WHAT THE EXERCISE ASKS |
Would you print the whole listing again, word for word?

RECORDS TO USE |
PR #2348, opened 2026-05-28
 Fix: Update name-relative fields even when project name is empty

vlakn:
### Problem

When the project name field was left empty (or otherwise invalid), the feature name and version fields were not being updated automatically. This broke the "auto-fill" behaviour that derives name-relative field values from the project name during the initial wizard state.

before

### Fix

Moved the `updateNameRelativeFields()` call to before the early-return guard, so that name-relative fields are always refreshed when `fUpdateName` is true, regardless of whether the rest of the page is currently valid.

after

### DIFF
--- a/ui/org.eclipse.pde.ui.tests/src/org/eclipse/pde/ui/tests/wizards/AbstractFeatureSpecPageTest.java
+++ b/ui/org.eclipse.pde.ui.tests/src/org/eclipse/pde/ui/tests/wizards/AbstractFeatureSpecPageTest.java
@@ -1,0 +1,140 @@
+/*******************************************************************************
+ * Copyright (c) 2026 Vector Informatik GmbH and others.
+ *
+ * This program and the accompanying materials
+ * are made available under the terms of the Eclipse Public License 2.0
+ * which accompanies this distribution, and is available at
+ * https://www.eclipse.org/legal/epl-2.0/
+ *
+ * SPDX-License-Identifier: EPL-2.0
+ ******************************************************************************/
+package org.eclipse.pde.ui.tests.wizards;
+
+import static org.junit.Assert.assertFalse;
+import static org.junit.Assert.assertTrue;
+
+import java.util.concurrent.atomic.AtomicBoolean;
+
+import org.eclipse.jface.dialogs.IDialogSettings;
+import org.eclipse.pde.internal.ui.wizards.feature.AbstractFeatureSpecPage;
+import org.eclipse.pde.internal.ui.wizards.feature.FeatureData;
+import org.eclipse.swt.events.ModifyListener;
+import org.eclipse.swt.widgets.Composite;
+import org.eclipse.swt.widgets.Display;
+import org.eclipse.swt.widgets.Shell;
+import org.junit.After;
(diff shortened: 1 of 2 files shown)


ui/org.eclipse.pde.ui.tests/src/org/eclipse/pde/ui/tests/wizards/AbstractFeatureSpecPageTest.java
```diff
@@ -0,0 +1,148 @@
...
+	private static final String FEATURE_ID = "test.feature.id"; //$NON-NLS-1$
+	private static final String PROJECT_NAME = "test.project.name"; //$NON-NLS-1$
+
+	private Shell fShell;
+	private Display fDisplay;
+
+	@Before
+	public void setUp() {
+		fDisplay = Display.getDefault();
+		fDisplay.syncExec(() -> fShell = new Shell(fDisplay));
```
r-mennig: Calling Display.syncExec() here and further below shouldn't be necessary since the test is already running in the UI thread.

r-mennig (approved):
LGTM 👍

ui/org.eclipse.pde.ui.tests/src/org/eclipse/pde/ui/tests/wizards/AbstractFeatureSpecPageTest.java
vlakn: Thank you for your review! I removed the unnecessary Display.syncExec() calls.

HeikoKlare (approved):
The change also looks conceptually sound and works as expected for me. Thank you, @vlakn!
Would anyone mind processing/merging this PR, so that we have the fix in the upcoming release?

vogella:
@HeikoKlare you are not yet a PDE committer?

Merging on behalf of Heikos review, I did not review or test this as I trust Heiko

HeikoKlare:
Thank you for merging, @vogella!

> you are not yet a PDE committer?

No, I think I have only done like 15 to 20 commits to PDE yet, so probably not sufficient for becoming committer yet.

akurtakov:
I personally see committership not only as some metric but also as a number of other things like involvement, ease to discuss things with, overall care for the project and so on. By all these means you fully qualify for committer (in my book) if you're interested in it.

vogella:
> Thank you for merging, @vogella!
> 
> > you are not yet a PDE committer?
> 
> No, I think I have only done like 15 to 20 commits to PDE yet, so probably not sufficient for becoming committer yet.

The PMC decided some time ago that commits in other top-level projects also count towards a nomination, as with the reduced activity across Eclipse these days, it is hard to collect a large number of contributions in one isolated project. And 15 commits is a lot for PDE IMHO. So unless you'd rather not, I'd be happy to propose you as a committer.

HeikoKlare:
Thank you for your feedback. I would of course be very happy to be nominated as a committer.

HeikoKlare:
@vogella @akurtakov @HannesWell thank you again for the trust, the nomination, and the approval for becoming committer to PDE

REPLY TO THE TASK |
PR #2348, opened 2026-05-28
 Fix: Update name-relative fields even when project name is empty

vlakn:
### Problem

When the project name field was left empty (or otherwise invalid), the feature name and version fields were not being updated automatically. This broke the "auto-fill" behaviour that derives name-relative field values from the project name during the initial wizard state.

before

### Fix

Moved the `updateNameRelativeFields()` call to before the early-return guard, so that name-relative fields are always refreshed when `fUpdateName` is true, regardless of whether the rest of the page is currently valid.

after

### DIFF
--- a/ui/org.eclipse.pde.ui.tests/src/org/eclipse/pde/ui/tests/wizards/AbstractFeatureSpecPageTest.java
+++ b/ui/org.eclipse.pde.ui.tests/src/org/eclipse/pde/ui/tests/wizards/AbstractFeatureSpecPageTest.java
@@ -1,0 +1,140 @@
+/*******************************************************************************
+ * Copyright (c) 2026 Vector Informatik GmbH and others.
+ *
+ * This program and the accompanying materials
+ * are made available under the terms of the Eclipse Public License 2.0
+ * which accompanies this distribution, and is available at
+ * https://www.eclipse.org/legal/epl-2.0/
+ *
+ * SPDX-License-Identifier: EPL-2.0
+ ******************************************************************************/
+package org.eclipse.pde.ui.tests.wizards;
+
+import static org.junit.Assert.assertFalse;
+import static org.junit.Assert.assertTrue;
+
+import java.util.concurrent.atomic.AtomicBoolean;
+
+import org.eclipse.jface.dialogs.IDialogSettings;
+import org.eclipse.pde.internal.ui.wizards.feature.AbstractFeatureSpecPage;
+import org.eclipse.pde.internal.ui.wizards.feature.FeatureData;
+import org.eclipse.swt.events.ModifyListener;
+import org.eclipse.swt.widgets.Composite;
+import org.eclipse.swt.widgets.Display;
+import org.eclipse.swt.widgets.Shell;
+import org.junit.After;
(diff shortened: 1 of 2 files shown)


ui/org.eclipse.pde.ui.tests/src/org/eclipse/pde/ui/tests/wizards/AbstractFeatureSpecPageTest.java
```diff
@@ -0,0 +1,148 @@
...
+	private static final String FEATURE_ID = "test.feature.id"; //$NON-NLS-1$
+	private static final String PROJECT_NAME = "test.project.name"; //$NON-NLS-1$
+
+	private Shell fShell;
+	private Display fDisplay;
+
+	@Before
+	public void setUp() {
+		fDisplay = Display.getDefault();
+		fDisplay.syncExec(() -> fShell = new Shell(fDisplay));
```
r-mennig: Calling Display.syncExec() here and further below shouldn't be necessary since the test is already running in the UI thread.

r-mennig (approved):
LGTM 👍

ui/org.eclipse.pde.ui.tests/src/org/eclipse/pde/ui/tests/wizards/AbstractFeatureSpecPageTest.java
vlakn: Thank you for your review! I removed the unnecessary Display.syncExec() calls.

HeikoKlare (approved):
The change also looks conceptually sound and works as expected for me. Thank you, @vlakn!
Would anyone mind processing/merging this PR, so that we have the fix in the upcoming release?

vogella:
@HeikoKlare you are not yet a PDE committer?

Merging on behalf of Heikos review, I did not review or test this as I trust Heiko

HeikoKlare:
Thank you for merging, @vogella!

> you are not yet a PDE committer?

No, I think I have only done like 15 to 20 commits to PDE yet, so probably not sufficient for becoming committer yet.

akurtakov:
I personally see committership not only as some metric but also as a number of other things like involvement, ease to discuss things with, overall care for the project and so on. By all these means you fully qualify for committer (in my book) if you're interested in it.

vogella:
> Thank you for merging, @vogella!
> 
> > you are not yet a PDE committer?
> 
> No, I think I have only done like 15 to 20 commits to PDE yet, so probably not sufficient for becoming committer yet.

The PMC decided some time ago that commits in other top-level projects also count towards a nomination, as with the reduced activity across Eclipse these days, it is hard to collect a large number of contributions in one isolated project. And 15 commits is a lot for PDE IMHO. So unless you'd rather not, I'd be happy to propose you as a committer.

HeikoKlare:
Thank you for your feedback. I would of course be very happy to be nominated as a committer.

HeikoKlare:
@vogella @akurtakov @HannesWell thank you again for the trust, the nomination, and the approval for becoming committer to PDE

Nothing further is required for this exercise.